• [Work request] Look for the word "package" in the data below, and copy every line that holds it.

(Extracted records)

* * * * *

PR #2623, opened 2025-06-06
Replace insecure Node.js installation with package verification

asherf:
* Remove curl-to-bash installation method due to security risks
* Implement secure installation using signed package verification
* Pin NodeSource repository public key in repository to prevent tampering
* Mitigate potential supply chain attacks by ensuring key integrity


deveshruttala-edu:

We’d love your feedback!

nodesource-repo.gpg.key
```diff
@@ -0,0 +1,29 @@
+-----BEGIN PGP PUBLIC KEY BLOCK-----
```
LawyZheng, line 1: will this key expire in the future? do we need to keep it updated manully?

* * * * *

• [Exercise answer]
Replace insecure Node.js installation with package verification
* Implement secure installation using signed package verification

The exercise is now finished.